What is expected: Show each line of the entries below in which the word "more" appears.

Dataset entries
Content starts

PR #9712, opened 2024-07-29
fix(bigquery): repr geospatial values in interactive mode

cpcloud:
Fixes a bug in the BigQuery backend when looking at geospatial types in interactive mode.

### DIFF
--- a/ibis/backends/bigquery/__init__.py
+++ b/ibis/backends/bigquery/__init__.py
@@ -683,12 +683,36 @@ class Backend(SQLBackend, CanCreateDatabase, CanCreateSchema):
         self._define_udf_translation_rules(expr)
         sql = super()._to_sqlglot(expr, limit=limit, params=params, **kwargs)
 
+        table_expr = expr.as_table()
+        geocols = frozenset(
+            name for name, typ in table_expr.schema().items() if typ.is_geospatial()
+        )
+
         query = sql.transform(
             _qualify_memtable,
             dataset=getattr(self._session_dataset, "dataset_id", None),
             project=getattr(self._session_dataset, "project", None),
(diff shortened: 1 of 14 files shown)


ibis/backends/bigquery/__init__.py
```diff
@@ -683,12 +683,31 @@ def _to_sqlglot(
...
         ).transform(_remove_null_ordering_from_unsupported_window)
-        return query
+
+        if not geocols:
+            return query
+
+        quoted = self.compiler.quoted
+        return sg.select(
+            sge.Star(
+                replace=[
```
ncclementi, line 703: I'm not sure I quite follow what is happening here. Are we converting text into binary for geo columns, or what is it exactly that we are returning instead of `query` here? Can you explain it in a comment, or in the main comment in the PR what the problem was and how this fixes it?

I can't run the bigquery backend on my laptop so a bit more context would be helpful

ncclementi (approved):
Left a comment asking for a bit more context but outside that it looks good.

ibis/backends/bigquery/__init__.py
cpcloud: I'll add a comment, but this is the same thing we had to do in duckdb to get it to properly display geometries in interactive mode, though here it's for a slightly different reason.

cpcloud: Added a comment in the latest commit.

cpcloud:
Oops, rebased, the comment is [here](https://github.com/ibis-project/ibis/pull/9712/commits/976ebfc86c68eaf5dfbbd159e2b227de7203498c#diff-70e8f790a7cd8392a8b812c47a95be84f3835051e37a873536cefb3cb726d360R700-R704).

Content ends

Exercise response:
I can't run the bigquery backend on my laptop so a bit more context would be helpful
Left a comment asking for a bit more context but outside that it looks good.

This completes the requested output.